The future of textiles for the aerospace industry
The aerospace and defence sectors are projected to grow by 3% this annum. This trend is driven by a number of key factors, including heightened government budgets (due to the increased threat to national security and protectionism) and the commercialisation of passenger space travel.
Such change presents an excellent platform for manufacturers to develop new and innovative textile products with increasingly better performance characteristics for these continually evolving industries. But overall, the need to minimise excess weight within aircraft is still an overriding concern. By substituting heavier, conventional materials for lighter high-performance textiles, not only can commercial aircraft companies benefit, but global space programmes such as NASA and the UK Space Agency, and national armed forces can too.
While cost is certainly a contributing factor, it isn't the only driving force behind the design and manufacture of these lightweight, durable fabrics. Yes, better fuel economy will be a benefit for civil aerospace, but it's less of a concern for defence contractors or government space programmes where heavy demands on material performance dictate specifications.
Reducing weight makes aircraft faster, allowing military pilots to reach their destination/target more quickly -- and in the event of combat situations, speed of response is crucial.
In terms of longer haul travel such as space programmes, a vessel travelling to Mars and back with humans on board is currently a 2.5 year journey, for example. Therefore, spacecraft vessels with less mass would have a better fuel/weight ratio, requiring less fuel overall for propulsion.
Alternatively, it could extend the flight range, meaning that agencies could operate more effectively and help them to advance their knowledge of our solar systems – the very purpose they’re here for.
Plus, when tourist journeys to space become more mainstream, weight reduction will of course mean lower costs and heightened profitability for private companies, such as SpaceX.

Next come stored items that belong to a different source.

PR #661, opened 2021-06-22
Filter VMs step: show badge with number of VMs provided by each tree node's selected descendants

### LINKED ISSUE #658: Filter VMs step: add number badges to the tree items indicating how many available VMs are coming from those selections
See @vconzola 's comment here: https://github.com/konveyor/forklift-ui/pull/653#pullrequestreview-686754691

> @mturley There's still an aspect of this that feels weird to me on the folders tab. I don't think it's intuitive that you can have an indeterminate parent node whose children are all selected or a selected parent node whose children are all deselected. I understand why it's this way, but am not sure users will. How difficult would it be to add labels to each node in the tree showing how many VMs the current selection encompasses? So when you first select a node it will show the sum of its own VMs and all of its descendents' VMs. And then as children are selected or deselected the sums will be updated at each level. 

I don't want to block #653 on this, but we should come back to it.

mturley:
Resolves #658.

@vconzola I'm curious about your feedback here. With the mock data we have it's easiest to test this with the folder view. Note that the V2V-DC datacenter has 2 direct VM children that are not in any folders, and all other VMs are under a leaf node folder.

Based on [your comment](https://github.com/konveyor/forklift-ui/pull/653#pullrequestreview-686754691) I think this is what you were asking for? Any tree node that is selected or has selected descendants (showing checked or indeterminate) will have a number next to it with the total number of VMs coming from the selections under that node. If a node isn't selected it won't have a badge (so we don't have "0"s all over the tree), but if it is selected and provides no VMs it gets a "0" badge to be extra clear. (not sure how often this will come up in real data anyway, we just have empty stuff in our mock data).

It feels a little weird, but maybe is fine? I wonder if we should add "VMs" as a suffix on the number to be more clear what those numbers mean?

Also, I was initially messing around with a slightly different approach where instead of showing anything about descendants, each node just lists the number of VMs that will be included by selecting that node (and not its children). So the numbers will not change based on selections, they just describe where the VMs are in the tree. You can see that older preview here: https://forklift-tree-counts-v1-preview.surge.sh/ (edit: tore this down)

For both of these previews, the easiest way to get to the tree quickly is by editing plantest-02 and clicking Filter VMs in the wizard nav. As mentioned above it's more apparent in the Folders tab.

### DIFF
--- a/src/app/Plans/components/Wizard/FilterVMsForm.tsx
+++ b/src/app/Plans/components/Wizard/FilterVMsForm.tsx
@@ -91,8 +91,9 @@ const FilterVMsForm: React.FunctionComponent<IFilterVMsFormProps> = ({
     const { isItemSelected, selectedItems } = treeSelection;
     const selectedDescendants = flattenInventoryTreeNodes(node).filter(isItemSelected);
     const numVMs = getAvailableVMs(selectedDescendants, vmsQuery.data || [], treeType).length;
+    const rootNodeSuffix = ` VM${numVMs !== 1 ? 's' : ''}`;
     if (numVMs || isItemSelected(node) || (isRootNode && selectedItems.length > 0)) {
-      return `${numVMs}${isRootNode ? ` VM${numVMs !== 1 ? 's' : ''}` : ''}`;
+      return `${numVMs}${isRootNode ? rootNodeSuffix : ''}`;
     }
     return null;
   };
--- a/src/app/Plans/components/Wizard/FilterVMsForm.tsx
+++ b/src/app/Plans/components/Wizard/FilterVMsForm.tsx
@@ -14,6 +14,7 @@ import {
   findMatchingNode,
   findMatchingNodeAndDescendants,
   findNodesMatchingSelectedVMs,
+  flattenInventoryTreeNodes,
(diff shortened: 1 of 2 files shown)


mturley:
The weirdness I still see here is that the only way to tell there are VMs directly under a datacenter/folder that aren't in one of the child folders is to notice that the number on that node is greater than the sum of the numbers on its children. And if a folder contains no direct VMs and its number comes entirely from its descendants, that's also not obvious right away. But maybe that's still more clear than the alternative approach I linked above.

mturley:
UX approved by Vince privately.

seanforyou23 (commented):
Looks good to me, do we want to address the SonarCloud issue?

mturley:
So far I've been mostly ignoring SonarCloud except for security warnings, until we have time to clean up the full codebase to make it happy. But I'll take a look at these ones

seanforyou23 (approved):

gildub (approved):
LGTM

Need @vconzola review.

mturley:
@gildub I got a verbal approval from Vince while discussing this. Rebased, will merge when CI is green.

Another benefit of lighter material is that it often drives better technical performance and functionality, such as stronger protection – which is paramount for the safety of personnel and passengers of all types of aircraft. For example, lightweight, high-specification fabrics and textiles are multi-functional and can be used in a variety of aerospace applications including ejector seat covers, parachute release bags, screens and partitions, flexible fuel cells and aircraft flotation bags.
Looking further into the future, there’s even discussions about creating living environments on other planets. While this may simply sound like ‘blue sky thinking’, NASA revealed its strategy to try to get humans living on Mars by 2030, in 2015.
If these plans are to be realised, then there’s much to consider about the contribution that textile materials can make – not only from a clothing and safety perspective, but the way that textiles can be used structurally in the design and realisation of optimal living conditions.
You only have to look at the use of experimental textiles being used in space stations to see that aerospace fabrics have already come a long way. In 2016, NASA created an inflatable International Space Station habitat, named the Bigelow Expandable Activity Module (BEAM), using Kevlar textiles. This construction consisted of multiple layers, which are designed to help protect astronauts against solar radiation, extreme temperatures and high-speed impact from micrometeorite strikes. While still in its testing phase, this example of innovative textile design shows the potential to create fabrics that fulfill a variety of highly-sensitive criteria.
Of course, the journey to life on Mars is a long one, but with the help of forward-thinking, progressive textile manufacturers, who knows what is possible?